On the same thought as above, which I think is logical, check out Travis Simonson's old heavily planted, densely planted Mbuna tank. His method, if I remember correctly, was simply lots of Calcium Carbonate and keeping algae down on the plants (since Mbuna are herbivores). I doubt high Ca is enough but you should be able to balance it with carbonates for both fish and plants. Travis used to post on the regular at AquariumAdvice.com as "travis_simonson" and here on APC as "travis". You'll find other stuff all over the net. If you're reading this, we miss you, Travis.


----------



## Zapins (Jul 28, 2004)

Yeah, I think they care more about TDS then ph. I've got some multifasciatus in 7.6 pH and a few 1000 ppm TDS and they are loving it. Calcium carbonate and magnesium sulfate is all I use.


----------



## ncutler (Mar 5, 2009)

Thanks a bunch guys, I've been trying to find this info out all over the place, you're really helping.

I am using Kent's Cichlid chemistry (focuses on TDS) and figure I must have good TDS if that's what was used to get my GH up. I will be likely getting a Ph monitor and TDS soon to be certain.

Zapins: any advice with multies? Want them to be my first attempt at species only breeding tank. Never seen them in person, but a couple of people just *love* them for their digging behaviours. Got 20-30 shells in my 15G. Making sure they are large escargo type ones so the multies don't get caught in them.


----------



## Zapins (Jul 28, 2004)

I've had them for about a month maybe a month and a half. They are really interesting fish and very easy to take care of. Just keep up with your water changes and they will be very happy. I've got mine in PVC elbows since its easier to move them around when I need to.

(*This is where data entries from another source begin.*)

PR #158, opened 2026-08-23
fix(mcp): watcher picks up changes that land mid-update via a trailing cycle

### LINKED ISSUE #157: fix(mcp): watcher drops file events that arrive during a running update
## Summary

The MCP/`vera watch` file watcher (`crates/vera-mcp/src/watcher.rs`) skips a debounced event batch whenever an update is already running:

```rust
if updating_clone.compare_exchange(false, true, Ordering::SeqCst, Ordering::Relaxed).is_err() {
    debug!("Skipping auto-update: previous update still running");
    // "changes will be picked up next cycle"
    return;
}
```

The message promises pickup "next cycle", but there is no next cycle without a further filesystem event: the skipped batch is consumed and discarded. Changes landing while an update runs are lost until something else changes later.

(The update itself does rescan everything changed before it started, since the incremental scan walks the repo — only edits landing *during* the run are affected.)

## Reproduction

1. Start `vera watch .` on an indexed repo (or use the MCP server's auto-watch).
2. Write file A to trigger an update; make the update slow (large repo / slow embedding backend).
3. While "[watch] update complete" has not printed, write file B.
4. After completion, search for content from B: absent from the index, and no further update occurs until another file event arrives.

## Expected behaviour

Changes observed during a running update must be picked up when it finishes.

## Suggested fix

Set a "dirty" flag on the skip path; after `run_incremental_update` resets `updating`, re-run exactly one more update if the flag was set (clear-then-run so edits during the trailing update schedule another).

citron07r:
Closes #157.

## Problem

Event batches arriving while an update was running were skipped and dropped. The skip message promised pickup "next cycle", but no next cycle exists without a further filesystem event: a single edit landing during a long update (large repo, slow embedding backend) left the index stale for that file indefinitely.

## Fix

- The skip path sets a `dirty` flag instead of just returning.
- `run_incremental_update` now loops: after finishing and releasing the updating flag, it re-acquires the lock once more (so a concurrent batch cannot start a second runner in between) and runs again if changes had queued up; edits during the trailing run schedule yet another cycle through the same flag.
- The update body itself is unchanged, extracted as `run_incremental_update_once`.

## Verification

Ran locally on this branch:

- New test `changes_landing_mid_update_are_picked_up_by_a_trailing_cycle`: a 500 ms engine holds the update lock while the second change's debounce window fires into the skip path.
  - **Re-trigger disabled (reinjection):** fails — the update count stays at 1 until timeout.
  - **With the fix:** passes — a trailing cycle runs and the count reaches 2.
- Full watcher module suite: 6 passed. Whole vera-mcp lib: 51 passed, 0 failed.
- `cargo fmt --check`: clean. `cargo clippy -p vera-mcp --all-targets`: no new warnings.

Not run: live `vera watch` against a real model backend (the engine is stubbed; the flag/lock protocol is what changed).

---
## Summary by cubic
Watcher picks up file changes that arrive during an update by running a trailing cycle; previously those batches were dropped and the index stayed stale until another event. Closes races that could leave `dirty` unobserved or cause a redundant extra cycle.

- On skip, set `dirty` and immediately try to acquire `updating`; if won, clear `dirty` and spawn the trailing cycle, eliminating the lost-update window and avoiding double runs.
- `run_incremental_update` loops and re-acquires the lock to run again while `dirty`, preserving a single runner; the update body moved to `run_incremental_update_once`.
- Adds a test that simulates a slow engine and verifies the trailing cycle in `crates/vera-mcp/src/watcher.rs`.

<sup>Written for commit f187438f89dd4d90a8bb0b578c69b801eb16ec57. Summary will update on new commits.</sup>

<a href="https://cubic.dev/pr/VeraTools/Vera/pull/158?utm_source=github" target="_blank" rel="noopener noreferrer" data-no-image-dialog="true"><picture><source media="(prefers-color-scheme: dark)" srcset="https://www.cubic.dev/buttons/review-in-cubic-dark.svg"><source media="(prefers-color-scheme: light)" srcset="https://www.cubic.dev/buttons/review-in-cubic-light.svg">Review in cubic</picture></a>

## Summary by CodeRabbit

- **Bug Fixes**
  - Improved update monitoring so changes detected during an active update are processed automatically afterward.
  - Prevented changes from being missed while an update is in progress.
  - Added a trailing update cycle when additional changes are detected during processing.

- **Tests**
  - Added coverage verifying that changes made during an update trigger a follow-up update cycle.

### DIFF
--- a/crates/vera-mcp/src/watcher.rs
+++ b/crates/vera-mcp/src/watcher.rs
@@ -280,6 +280,10 @@ fn start_watching_with_runtime(
                     .compare_exchange(false, true, Ordering::SeqCst, Ordering::Relaxed)
                     .is_ok()
                 {
+                    // We own the trailing run; drop the flag we just set so it
+                    // does not schedule a second cycle on top. Events recorded
+                    // from here on re-set it and still get their own cycle.
+                    dirty_clone.store(false, Ordering::SeqCst);
                     let repo = repo_clone.clone();
                     let flag = updating_clone.clone();
                     let dirty_flag = dirty_clone.clone();
--- a/crates/vera-mcp/src/watcher.rs
+++ b/crates/vera-mcp/src/watcher.rs
@@ -261,8 +261,10 @@ fn start_watching_with_runtime(
             // Skip if already updating, but remember that changes arrived:
             // the running update's final scan happened before these events, so
             // dropping the batch here would leave the index stale until some
-            // unrelated future change. The runner re-runs once when it sees
-            // the flag.
+            // unrelated future change. Record the flag first, then try to take
+            // over the trailing run ourselves: if the active runner exited
+            // between our failed CAS and this point, nobody else will observe
+            // the dirty flag, so we must start the cycle here.
             if updating_clone
                 .compare_exchange(false, true, Ordering::SeqCst, Ordering::Relaxed)
                 .is_err()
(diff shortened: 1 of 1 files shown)


citron07r:
Fixed in 09e586a: after storing `dirty` on the skip path, the callback now attempts to acquire the updating lock itself and spawns the trailing cycle when it wins. If the active runner is still running, its own final check observes the flag; if it already exited between the failed CAS and the dirty store, this spawns the run nobody else would have started. Both orderings now converge on a trailing cycle.

lemon07r:
Superseded by 56c76ca on master: mid-update events set a pending flag inside one mutex-guarded UpdateState (the check-and-set is atomic, closing the lost-update race from review), and trailing passes are bounded at MAX_UPDATE_PASSES=8 so continuous edits cannot hot-loop. Closes #157.

PR #184, opened 2026-08-23
fix(storage): neutralize tantivy boolean operators in sanitized queries

### LINKED ISSUE #165: fix(retrieval): sanitize_query leaves tantivy boolean operators live ('NOT NULL' excludes 'null')
# A03 [P2] `sanitize_query` leaves tantivy boolean/exclusion operators live

- **File:** `crates/vera-core/src/storage/bm25.rs:344-355` (used at `bm25.rs:193-197`)
- **Category:** functional / silent wrong results
- **Verified:** yes, against tantivy-query-grammar 0.25.0 source

## Summary

The comment claims the sanitizer strips "characters that the query parser
interprets as operators", but `-`, `+`, `*`, `?` and the operator keywords
`AND` / `OR` / `NOT` / `IN` pass through untouched:

```rust
fn sanitize_query(query_text: &str) -> String {
    query_text.chars().map(|c| match c {
        ':' | '(' | ')' | '[' | ']' | '{' | '}' | '^' | '~' | '!' | '\'' | '"' | '`' => ' ',
        _ => c,
    }).collect()
}
```

Verified grammar behaviour: `-term` parses as `MustNot`, `+term` as `Must`,
a bare `*` becomes `UserInputLeaf::All` (match-all-documents), and
`NOT <leaf>` negates.

## Failure scenario

- Query `"NOT NULL constraint"` (uppercase, extremely common in SQL-related
  code search) parses as `MustNot("null") AND "constraint"`: every chunk
  mentioning "null" is silently excluded from BM25 results.
- Any query containing a space-delimited `-term` excludes that term; the user
  asked for matching and got exclusion.
- A bare `*` token returns arbitrary chunks.

All of these degrade results invisibly: no error, no signal. Hyphenated words
like `e-mail` are safe (the occur symbol only applies at leaf start).

## Steps to reproduce

1. Index a repo containing the string "NOT NULL constraint".
2. `vera search "NOT NULL constraint"` and compare against
   `vera search "null constraint"`.
3. The first query returns strictly fewer / different hits because "null"
   chunks were excluded.

## Suggested fix

Also blank `-`, `+`, `*`, `?`, and neutralize standalone operator words
(lowercase them, which the grammar treats as ordinary terms) or escape them
via the parser's `\` escaping. Add a regression test pinning that
`search("NOT NULL")` matches the same chunk set as `search("not null")`.

citron07r:
Closes #165.

## Problem

`sanitize_query` stripped punctuation operators but left tantivy's word-level operators live: `-term` parsed as MustNot (so `"NOT NULL constraint"` silently excluded every chunk mentioning "null"), `+term` as Must, a bare `*` as match-all-documents, and uppercase `AND`/`OR`/`NOT` as boolean operators. All of these degraded results invisibly.

## Fix

After the existing char pass, each whitespace-separated token is normalized:

- leading `-`/`+` stripped at word boundaries only — hyphenated terms like `e-mail` survive;
- a bare `*` is dropped; attached wildcards like `auth*` stay;
- uppercase `AND`/`OR`/`NOT` are lowercased into ordinary terms, which is what the user typed.

## Verification

Ran locally on this branch:

- `sanitized_query_does_not_exclude_on_uppercase_not`: searches `"NOT NULL missing"` vs `"NULL missing"` through a real in-memory Tantivy index and asserts identical hit sets.
  - The fixture gained a doc containing NULL — **without it the test passed vacuously against the old code** (nothing to exclude), which reinjection exposed. Existing doc-count assertions updated for the new fixture entry.
  - **Old implementation (reinjected):** both new tests fail.
  - **With fix:** all pass.
- `sanitize_query_neutralizes_word_operators_but_keeps_hyphenated_terms` pins each rule (`-term +other`, `e-mail`, bare vs attached `*`, operator words).
- Full vera-core suite: **900 passed**, 0 failed.
- `cargo fmt --check`: clean. `cargo clippy -p vera-core --lib`: no new warnings.

Not run: end-to-end ranking-quality comparison on a large index (the sanitizer's contract is pinned at the unit/integration level above).

---
## Summary by cubic
Neutralizes Tantivy boolean operators during query sanitization to prevent invisible filtering and match-all queries. Previously `-term`, `+term`, bare `*`, and uppercase `AND/OR/NOT` were applied as operators; now we strip leading +/- at word start, drop bare `*`, and lowercase operator words so they index as ordinary terms.

- The new token-level normalization runs after the existing char-level pass in `sanitize_query` (`bm25.rs`); hyphenated terms (e.g., e-mail) and attached wildcards (e.g., auth*) are preserved.
- Tests: fixture gains a NULL-containing doc; doc-count assertions updated (8 → 9). New tests verify that "NOT NULL ..." matches the same set as "NULL ..." and pin each sanitization rule.

<sup>Written for commit d8bf4814aaf18c7e36f985291f1ebfe6a2b260fd. Summary will update on new commits.</sup>

<a href="https://cubic.dev/pr/VeraTools/Vera/pull/184?utm_source=github" target="_blank" rel="noopener noreferrer" data-no-image-dialog="true"><picture><source media="(prefers-color-scheme: dark)" srcset="https://www.cubic.dev/buttons/review-in-cubic-dark.svg"><source media="(prefers-color-scheme: light)" srcset="https://www.cubic.dev/buttons/review-in-cubic-light.svg">Review in cubic</picture></a>

## Summary by CodeRabbit

* **Bug Fixes**
  * Improved search query handling for boolean operators and wildcard characters.
  * Preserved hyphenated search terms during query sanitization.
  * Added support for safely handling documents containing NULL values.
  * Improved recognition of uppercase boolean operators such as `NOT`.

* **Tests**
  * Expanded search coverage for operator neutralization, wildcard handling, hyphenated terms, and NULL-containing documents.

### DIFF
--- a/crates/vera-core/src/storage/bm25.rs
+++ b/crates/vera-core/src/storage/bm25.rs
@@ -342,13 +342,35 @@ fn build_schema() -> Bm25Schema {
 }
 
 fn sanitize_query(query_text: &str) -> String {
-    query_text
+    let cleaned: String = query_text
         .chars()
         .map(|c| match c {
             ':' | '(' | ')' | '[' | ']' | '{' | '}' | '^' | '~' | '!' | '\'' | '"' | '`' => ' ',
             _ => c,
         })
-        .collect()
+        .collect();
+
+    // The char pass above cannot neutralize the word-level operators: tantivy
+    // parses a leading `-term` as MustNot (so "NOT NULL constraint"-style
+    // queries silently excluded "null"), a bare `*` as match-all-documents,
+    // and uppercase AND/OR/NOT as boolean operators. Word-boundary stripping
+    // keeps hyphenated terms like "e-mail" intact; lowercasing the operator
+    // words turns them into ordinary terms, which is what the user typed.
+    cleaned
+        .split_whitespace()
+        .map(|word| {
+            let stripped = word.trim_start_matches(['-', '+']);
+            if stripped == "*" {
+                return String::new();
+            }
+            match stripped {
+                "AND" | "OR" | "NOT" => stripped.to_ascii_lowercase(),
+                _ => stripped.to_string(),
+            }
+        })
+        .filter(|word| !word.is_empty())
+        .collect::<Vec<_>>()
+        .join(" ")
 }
 
 fn looks_path_weighted(query_text: &str) -> bool {
@@ -384,6 +406,13 @@ mod tests {
                 file_path: "src/main.rs",
                 content: "struct Config {\n    name: String,\n    port: u16,\n}",
                 symbol_name: Some("Config"),
+                language: "rust",
+            },
+            Bm25Document {
+                chunk_id: "src/db.rs:0",
+                file_path: "src/db.rs",
+                content: "fn save(row: Row) {\n    if row.id is NULL {\n        bail!(\"missing id\");\n    }\n}",
+                symbol_name: Some("save"),
                 language: "rust",
             },
             Bm25Document {
@@ -435,7 +464,7 @@ mod tests {
     fn insert_and_count() {
         let index = Bm25Index::open_in_memory().unwrap();
         index.insert_batch(&sample_docs()).unwrap();
-        assert_eq!(index.doc_count().unwrap(), 8);
+        assert_eq!(index.doc_count().unwrap(), 9);
     }
 
     #[test]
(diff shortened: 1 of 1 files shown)


lemon07r:
Superseded by abed08d on master. The landed sanitize_query neutralizes leading -/+, edge wildcards, and standalone uppercase AND/OR/NOT/IN, and unlike both earlier drafts it preserves hyphenated identifiers (e-mail stays one term). The operator test compares the actual chunk_id result sets, addressing the review note about length-only comparison. Closes #165.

I have 13 adults and 13 babies. Cool fish for sure! They also don't need a lot of room, they are all in a 10g and they certainly don't look crowded at all.


----------



## ncutler (Mar 5, 2009)

Thanks Zapins. I've had a heck of a time trying to get them. Got 2 LFS getting me in 6-8 each. I'm glad to know that even if both got them at the same time, my 15G will do just fine for all of them.


----------



## Diana K (Dec 20, 2007)

My GH is 19 degrees, my KH 21 degrees


Quit chasing pH. GH looks great! Sure, get a TDS meter.


----------